**Records supplied:**
|---|
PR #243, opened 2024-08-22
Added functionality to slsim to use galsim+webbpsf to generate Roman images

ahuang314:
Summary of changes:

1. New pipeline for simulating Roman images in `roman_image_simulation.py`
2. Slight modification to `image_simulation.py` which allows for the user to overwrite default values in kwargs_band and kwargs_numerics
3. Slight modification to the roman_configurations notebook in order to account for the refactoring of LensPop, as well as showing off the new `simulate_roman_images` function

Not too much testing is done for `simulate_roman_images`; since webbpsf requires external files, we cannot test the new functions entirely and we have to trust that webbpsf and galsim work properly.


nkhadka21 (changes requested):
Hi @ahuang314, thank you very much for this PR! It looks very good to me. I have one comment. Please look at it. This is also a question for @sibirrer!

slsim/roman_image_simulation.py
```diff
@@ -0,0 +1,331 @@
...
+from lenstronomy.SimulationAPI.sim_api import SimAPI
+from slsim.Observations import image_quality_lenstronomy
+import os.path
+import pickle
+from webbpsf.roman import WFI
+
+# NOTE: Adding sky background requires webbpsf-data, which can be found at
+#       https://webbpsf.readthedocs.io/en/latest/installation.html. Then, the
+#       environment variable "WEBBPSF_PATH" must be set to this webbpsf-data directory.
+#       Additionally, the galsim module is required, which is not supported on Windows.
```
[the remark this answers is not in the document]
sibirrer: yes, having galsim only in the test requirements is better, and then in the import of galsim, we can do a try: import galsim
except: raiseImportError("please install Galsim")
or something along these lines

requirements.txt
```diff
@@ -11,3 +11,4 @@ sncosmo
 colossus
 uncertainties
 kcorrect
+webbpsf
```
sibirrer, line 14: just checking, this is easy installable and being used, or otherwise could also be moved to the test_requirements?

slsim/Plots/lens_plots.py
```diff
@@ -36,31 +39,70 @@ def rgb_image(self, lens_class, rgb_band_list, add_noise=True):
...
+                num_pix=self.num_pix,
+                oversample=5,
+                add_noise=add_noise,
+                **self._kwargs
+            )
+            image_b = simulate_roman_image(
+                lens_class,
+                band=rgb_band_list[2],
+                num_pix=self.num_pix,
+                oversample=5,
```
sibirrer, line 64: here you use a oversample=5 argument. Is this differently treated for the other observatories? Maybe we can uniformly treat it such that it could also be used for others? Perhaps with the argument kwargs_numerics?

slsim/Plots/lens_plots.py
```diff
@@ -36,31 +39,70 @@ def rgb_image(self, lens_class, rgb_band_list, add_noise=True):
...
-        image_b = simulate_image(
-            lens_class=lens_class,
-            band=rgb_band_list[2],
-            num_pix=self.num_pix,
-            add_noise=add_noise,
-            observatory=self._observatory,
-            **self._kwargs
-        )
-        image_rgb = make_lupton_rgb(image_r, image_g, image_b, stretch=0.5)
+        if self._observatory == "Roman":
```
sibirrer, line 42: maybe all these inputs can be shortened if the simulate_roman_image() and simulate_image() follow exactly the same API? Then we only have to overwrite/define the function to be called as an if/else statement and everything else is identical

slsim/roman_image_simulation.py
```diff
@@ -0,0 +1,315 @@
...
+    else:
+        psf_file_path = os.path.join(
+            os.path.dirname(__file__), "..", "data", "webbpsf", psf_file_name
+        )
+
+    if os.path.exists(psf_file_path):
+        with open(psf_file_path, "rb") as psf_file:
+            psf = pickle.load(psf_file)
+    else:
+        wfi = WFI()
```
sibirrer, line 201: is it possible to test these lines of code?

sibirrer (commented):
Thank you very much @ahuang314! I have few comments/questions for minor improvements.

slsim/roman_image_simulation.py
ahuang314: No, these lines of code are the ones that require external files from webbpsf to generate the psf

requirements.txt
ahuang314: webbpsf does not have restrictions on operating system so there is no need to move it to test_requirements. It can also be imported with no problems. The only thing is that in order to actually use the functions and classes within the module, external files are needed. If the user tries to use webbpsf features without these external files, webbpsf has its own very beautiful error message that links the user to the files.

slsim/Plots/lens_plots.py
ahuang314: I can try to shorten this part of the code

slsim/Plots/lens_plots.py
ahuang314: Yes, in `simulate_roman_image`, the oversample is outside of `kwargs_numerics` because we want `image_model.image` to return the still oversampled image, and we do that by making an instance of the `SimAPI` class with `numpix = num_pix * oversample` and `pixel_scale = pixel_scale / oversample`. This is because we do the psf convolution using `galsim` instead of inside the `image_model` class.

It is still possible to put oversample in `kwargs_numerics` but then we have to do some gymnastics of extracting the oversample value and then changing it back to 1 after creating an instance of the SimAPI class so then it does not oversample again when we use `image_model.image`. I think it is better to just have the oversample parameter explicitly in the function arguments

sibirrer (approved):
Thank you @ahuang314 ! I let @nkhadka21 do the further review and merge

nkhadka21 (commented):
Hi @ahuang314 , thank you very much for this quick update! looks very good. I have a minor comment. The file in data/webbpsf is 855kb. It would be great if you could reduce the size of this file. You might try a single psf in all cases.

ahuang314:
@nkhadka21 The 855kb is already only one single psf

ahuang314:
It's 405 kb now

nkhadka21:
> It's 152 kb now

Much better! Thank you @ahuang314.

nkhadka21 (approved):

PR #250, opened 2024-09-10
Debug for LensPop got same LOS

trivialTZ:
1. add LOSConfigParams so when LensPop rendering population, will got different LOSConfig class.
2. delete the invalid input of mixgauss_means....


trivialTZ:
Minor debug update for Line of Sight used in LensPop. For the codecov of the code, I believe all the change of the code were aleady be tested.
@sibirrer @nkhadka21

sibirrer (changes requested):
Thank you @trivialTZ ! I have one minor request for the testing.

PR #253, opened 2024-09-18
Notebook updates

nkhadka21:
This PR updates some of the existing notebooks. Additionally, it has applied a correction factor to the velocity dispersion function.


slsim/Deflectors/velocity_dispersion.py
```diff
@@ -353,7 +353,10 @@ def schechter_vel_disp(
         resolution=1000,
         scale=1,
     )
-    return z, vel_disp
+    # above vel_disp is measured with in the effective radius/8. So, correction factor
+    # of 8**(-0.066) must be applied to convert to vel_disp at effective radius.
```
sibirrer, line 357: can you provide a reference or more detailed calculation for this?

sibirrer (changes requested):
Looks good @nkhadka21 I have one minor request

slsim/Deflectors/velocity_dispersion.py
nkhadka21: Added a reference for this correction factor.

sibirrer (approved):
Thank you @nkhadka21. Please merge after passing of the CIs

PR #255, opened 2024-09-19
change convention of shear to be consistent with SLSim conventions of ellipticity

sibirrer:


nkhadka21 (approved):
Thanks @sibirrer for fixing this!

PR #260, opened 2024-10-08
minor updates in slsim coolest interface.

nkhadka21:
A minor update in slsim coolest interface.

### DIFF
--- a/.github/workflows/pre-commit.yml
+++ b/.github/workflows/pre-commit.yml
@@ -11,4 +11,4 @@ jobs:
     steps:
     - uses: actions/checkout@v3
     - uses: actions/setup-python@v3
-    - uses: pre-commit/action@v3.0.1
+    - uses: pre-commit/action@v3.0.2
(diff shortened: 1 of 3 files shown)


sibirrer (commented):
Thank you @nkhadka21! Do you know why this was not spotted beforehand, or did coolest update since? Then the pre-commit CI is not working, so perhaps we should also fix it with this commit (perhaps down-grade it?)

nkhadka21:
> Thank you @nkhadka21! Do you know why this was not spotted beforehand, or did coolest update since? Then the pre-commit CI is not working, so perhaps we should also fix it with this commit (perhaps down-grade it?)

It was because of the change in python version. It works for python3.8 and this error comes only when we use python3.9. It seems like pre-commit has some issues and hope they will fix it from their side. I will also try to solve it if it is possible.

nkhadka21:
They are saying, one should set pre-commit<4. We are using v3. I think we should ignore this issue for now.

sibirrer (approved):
|---|
**Exercise requirements:** Search the records for the word "opened" and copy out every line that holds it.

**Task result:**
PR #243, opened 2024-08-22
PR #250, opened 2024-09-10
PR #253, opened 2024-09-18
PR #255, opened 2024-09-19
PR #260, opened 2024-10-08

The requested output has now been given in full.